Это было не совсем то, что намеревался сказать Кленнэм, но он не захотел возражать своему добрейшему другу.
— Так что вы можете приступить к делу, когда сочтете удобным, — добавил мистер Миглз. — А я обещал в случае надобности давать вам те или иные пояснения, но совершенно беспристрастно и не больше, чем это действительно будет необходимо.
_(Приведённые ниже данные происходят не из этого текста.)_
PR #12621, opened 2017-03-17
ADEN-4872 | Add price for AdSence/AdX in wg variable

mleczey:
## Links
https://wikia-inc.atlassian.net/browse/ADEN-4872
## Description
Add price for AdSence/AdX in wg variable


dianafa:
to be changed anyways in the scope of https://wikia-inc.atlassian.net/browse/ADEN-4857

so in that case LGTM

PR #12623, opened 2017-03-20
XW-2851 | AdBlockEnabled flag in Qualaroo

latata:
https://wikia-inc.atlassian.net/browse/XW-2851

@Wikia/x-wing

### DIFF
--- a/extensions/wikia/Qualaroo/scripts/Qualaroo.js
+++ b/extensions/wikia/Qualaroo/scripts/Qualaroo.js
@@ -1,4 +1,4 @@
-( function ( window ) {
+( function ( window, document ) {
 	'use strict';
 	var _kiq = [],
 		createCookie;
@@ -15,10 +15,20 @@
 		document.cookie = cookieValue;
 	};
 
-	setTimeout(function(){
-		var d = document, f = d.getElementsByTagName('script')[0], s = d.createElement('script'); s.type = 'text/javascript';
-		s.async = true; s.src = window.wgQualarooUrl; f.parentNode.insertBefore(s, f);
-	}, 1);
+	function loadQualaroo () {
+		setTimeout(function(){
+			var d = document, f = d.getElementsByTagName('script')[0], s = d.createElement('script'); s.type = 'text/javascript';
+			s.async = true; s.src = window.wgQualarooUrl; f.parentNode.insertBefore(s, f);
+		}, 1);
+	}
+
+	function setAdBlockEnabledAndLoadQualaroo(enabled) {
+		_kiq.push(['set', {
+			'adBlockedEnabled': enabled
+		}]);
+		loadQualaroo();
+	}
+
 
 	if (window.wgUser) {
 		_kiq.push(['identify', window.wgUser]);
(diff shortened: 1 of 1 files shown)


extensions/wikia/Qualaroo/scripts/Qualaroo.js
```diff
@@ -70,5 +80,17 @@
 		createCookie('qualaroo_survey_submission');
 	});
 
+	if(ads.context.opts.sourcePointDetection) {
+		document.addEventListener('sp.blocking', function () {
```
kvas-damian: Is it possible that this event handler will be registered after event was fired? Can we mitigate that problem?

extensions/wikia/Qualaroo/scripts/Qualaroo.js
```diff
@@ -15,10 +15,20 @@
...
+	function loadQualaroo () {
+		setTimeout(function(){
+			var d = document, f = d.getElementsByTagName('script')[0], s = d.createElement('script'); s.type = 'text/javascript';
+			s.async = true; s.src = window.wgQualarooUrl; f.parentNode.insertBefore(s, f);
+		}, 1);
+	}
+
+	function setAdBlockEnabledAndLoadQualaroo(enabled) {
+		_kiq.push(['set', {
+			'adBlockedEnabled': enabled
```
rogatty: `adBlocked` or `adBlock`?

extensions/wikia/Qualaroo/scripts/Qualaroo.js
rogatty: I wonder if this piece of code would fit better in the file that handles SP integration. We could require this file in there or something like that.

extensions/wikia/Qualaroo/scripts/Qualaroo.js
```diff
@@ -70,5 +80,21 @@
 		createCookie('qualaroo_survey_submission');
 	});
 
+	if (ads.context.opts.sourcePointDetection) {
```
kvas-damian: Please decide `ads` vs `window.ads`.

extensions/wikia/Qualaroo/scripts/Qualaroo.js
```diff
@@ -70,5 +80,21 @@
...
+		if (!window.ads || !window.ads.runtime || !window.ads.runtime.sp || window.ads.runtime.sp.blocking === undefined) {
```
rogatty: Seems brittle, would be nice to have an integration test.

rogatty (approved):

extensions/wikia/Qualaroo/scripts/Qualaroo.js
```diff
@@ -70,5 +80,21 @@
 		createCookie('qualaroo_survey_submission');
 	});
 
+	if (window.ads.context.opts.sourcePointDetection) {
+		if (!window.ads.runtime || !window.ads.runtime.sp || window.ads.runtime.sp.blocking === undefined) {
```
dianafa, line 84: per discussion in the corridor, we can add a comment that this is the same logic as in: https://github.com/Wikia/app/blob/dev/extensions/wikia/ARecoveryEngine/js/sourcePointHelper.js#L54

latata: Actually it's not the same; firstly we check if sourcePointDetection is enabled not sourcePointRecovery, secondly we check if blocking is undefined (so not set to false or true).

hakubo (approved):

PR #15815, opened 2018-07-27
Increase successful cron job history limit

rogatty:
I noticed that when `successfulJobsHistoryLimit` is set to 0 we don't have any useful logs in Kibana. I suspect the pod is deleted before the logstash picks up the logs. Let's keep a single pod per cron job to have the logs for debugging purposes.

### DIFF
--- a/docker/maintenance/cronjob-template.yaml
+++ b/docker/maintenance/cronjob-template.yaml
@@ -5,7 +5,7 @@ metadata:
   name: "mw-cj-${name}"
 spec:
   schedule: ${schedule}
-  successfulJobsHistoryLimit: 0
+  successfulJobsHistoryLimit: 1
   failedJobsHistoryLimit: 1
   jobTemplate:
     spec:


macbre:
I do see the logs from crons that run successfully. `syslogng` on our virtual hosts is set up to forward logs to logstash using UDP. I believe Kubernetes is set up similarly.  The "reliability" of UDP can be the reason of missing logs.

rogatty:
@macbre do you have an example I can look at? From my experience the MediaWiki logs inside k8s cron jobs are only present if the job failed or if I changed this setting.

macbre:
`mw-cj-dump-starters` looks fine - https://kibana.wikia-inc.com/goto/505e7c8ca7680bf01bb0a7744391708a

rogatty:
Interesting. There are only k8s logs (nothing from mediawiki) for `mw-cj-update-special-pages` where I forgot to change this param before applying the descriptor: https://kibana.wikia-inc.com/goto/de87fcf432cac2905b4cc787e61117e8
I'm sure it ran successfully because all the tasks were scheduled as expected.

ghost (approved):

ghost:
@macbre - I think, that if nature of UDP (package loss) was the sole reason of missing log entries, we would already have way more complains about it. Unless, of course, the nature of containers and underlying structure somehow contributes to more severe package loss in UDP.  Is there a quick way to switch to TCP and see if that changes anything?

rogatty:
I'm going to merge it as it helps with testing the cron jobs conversion. We can investigate the root cause and improve this independently.

PR #15828, opened 2018-07-30
PLATFORM-3567: merge WFL and MediaWiki redirects - poc

themech:
Major changes:
* WFL redirects can be intercepted and merged later with Main page/Title redirects
* X-Redirected-By header can include several space-separated values
* WFL redirects preserve query parameters and url fragments


index.php
```diff
@@ -48,11 +48,37 @@
...
+	public function getRedirectedBy() {
+		return $this->redirectedBy;
+	}
+};
+
+// This will intercept wiki redirects made in WikiFactoryLoader and pass
+// them later to mediawiki to merge with other redirects (like the main page).
+// This allows us to return a single redirects response instead of a chain of
+// 301s.
+$wgWFLRedirect = new WFLRedirect();
```
themech: Note to myself: replace `wgWFLRedirect` global with a hook listener

extensions/wikia/WikiFactory/Loader/WikiFactoryLoader.php
```diff
@@ -404,51 +402,58 @@ public function execute() {
...
-				!empty( $_COOKIE["{$wgCookiePrefix}UserID"] );
+			$redirectedBy = [];
+			if ( $shouldUpgradeToHttps ) $redirectedBy[] = 'AnonsHTTPSUpgrade';
+			if ( $cond1 ) $redirectedBy[] = 'NotPrimary';
+			if ( $cond2 ) $redirectedBy[] = 'AlternativeDomain';
+			$redirectedBy = join( ' ', $redirectedBy );
 
-			if ( $hasAuthCookie ) {
-				header( 'Cache-Control: private, must-revalidate, max-age=0' );
+			global $wgWFLRedirect;
```
themech: Note: replace with a hook call, name is something like `WikiFactoryLoaderRedirect`

extensions/wikia/SitemapXml/SpecialSitemap_body.php
```diff
@@ -43,9 +43,6 @@ public function execute( $subpage ) {
 
 		if ( ( $showIndex && !$forceOldSitemap ) || $forceNewSitemap ) {
 			$this->getOutput()->disable();
-			if ( !Hooks::run( 'SitemapPageBeforeOutput', [ $this->getRequest(), $this->getUser() ] ) ) {
```
Grunny, line 46: This will also stop us handling the HTTPS -> HTTP downgrade in the app once we want to scale this and remove Fastly from the equation. I think we should still handle downgrading here, or is this being handled in `onBeforeInitialize`?

themech: Good point. I'll have to think about the downgrades in `onBeforeInitialize`. Because if that part of the code or WFL decides to redirect, this execute method won't be called.

extensions/wikia/WikiFactory/Loader/WikiFactoryLoader.php
themech: or not. we cannot easily register a hook listener inside index.php, as the `Hooks` class and `$wgHooks` do not exist yet

extensions/wikia/SitemapXml/SpecialSitemap_body.php
themech: discussed on Slack, it should be fine now as `onBeforeInitialize` prevents the sitemap code from ignoring the Output page redirect.

Grunny (approved):

PR #15832, opened 2018-07-30
cake-3437 - separate function to get fandom creator variables

nmonterroso:
@Wikia/cake @fraszczakszymon @vforge 
https://wikia-inc.atlassian.net/browse/CAKE-3437

We're integrating ads into the FC, and rather than relying on the existing n&s functionality we want to have our own function for getting these variables so they don't change for our app without explicit intent. 

I'm updating the helper function to be a bit more flexible to support both apps but the output won't change. Unfortunately this seems to only be testable in production since those variables aren't set in dev.


lizlux:
LGTM

JoshuaRogan (approved):

nmonterroso:
I deployed this to sandbox-s1 and both the n&s and fc variables are showing up as expected

PR #15834, opened 2018-07-31
SRE-62 | Remove dev env specific timeout from TemplateClassificationService

mszabo-wikia:
After https://wikia-inc.atlassian.net/browse/SRE-62 changes it should not be needed any more.


mszabo-wikia:
failing jenkins job is not related (it's disabled now)

PR #15838, opened 2018-08-01
ADEN-7248 Clean after geo module replacement.

jacekbj:


extensions/wikia/AdEngine/AdEngine2Hooks.class.php
```diff
@@ -88,7 +88,6 @@ public static function onInstantGlobalsGetVariables( array &$vars ) {
 		$vars[] = 'wgAdDriverN1DecisionTreeClassifierRabbitCountries';
 		$vars[] = 'wgAdDriverN1LogisticRegressionRabbitCountries';
 		$vars[] = 'wgAdDriverNetzAthletenCountries';
-		$vars[] = 'wgAdDriverNewGeoCountries';
```
fraszczakszymon: Unfortunately we need to remove this var in separate release (in order to avoid missing wg value for cache)

fraszczakszymon: In the same PR we will be able to get rid of:
https://github.com/Wikia/app/pull/15838/files#diff-ac1bcc3ae7cf3e1fa4ec596d457b1bdcR242
am I right?

jacekbj: Regarding: https://github.com/Wikia/app/pull/15838/files#diff-ac1bcc3ae7cf3e1fa4ec596d457b1bdcR242
There are some other modules which use geo module, I don't know if they do not happen to use geo.js from that place.

dmnsobczak (approved):

PR #15840, opened 2018-08-01
 SUS-5694 | Use the target namespace instead of the source namespace

rogatty:
https://wikia-inc.atlassian.net/browse/SUS-5694

Follow up to https://github.com/Wikia/app/pull/15836

`pl_namespace` is the namespace of the target page. `pl_title` is not prefixed, colons there are a part of the title, e.g. https://harrypotter.wikia.com/wiki/Harry_Potter:_Hogwarts_Mystery is in `NS_MAIN`.

Group by target namespace so the DB uses the `pl_namespace` index.

### DIFF
--- a/extensions/wikia/Search/classes/IndexService/Evaluation.php
+++ b/extensions/wikia/Search/classes/IndexService/Evaluation.php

Знакомство с предприятием в Подворье Кровоточащего Сердца началось в тот же день. Опытный глаз без труда мог обнаружить, что дело здесь велось с некоторыми отклонениями от правил; но каждое отклонение или остроумно упрощало какую-нибудь сложность или позволяло достигнуть цели более коротким путем. Было очевидно, что делопроизводство у мистера Дойса отстает и что ему очень нужен помощник, чтобы придать больший размах его предприятию; но результаты каждой операции за многие годы были в точности указаны в книгах и проверить их не составляло труда. При этом ничто не делалось в расчете на возможную ревизию; все представало в своем честном рабочем виде, и грубоватый, но строгий порядок господствовал во всем. Многочисленные записи и подсчеты, сделанные рукой Дойса, не отличались каллиграфичностью и безукоризненной точностью формы; но все в них было ясно и соответствовало содержанию. Артур невольно подумал, что более разработанная, внешне эффектная система делопроизводства — какая, должно быть, принята в Министерстве Волокиты, — гораздо меньше помогает уяснить сущность дела, ибо на то и рассчитана, чтобы ее запутать.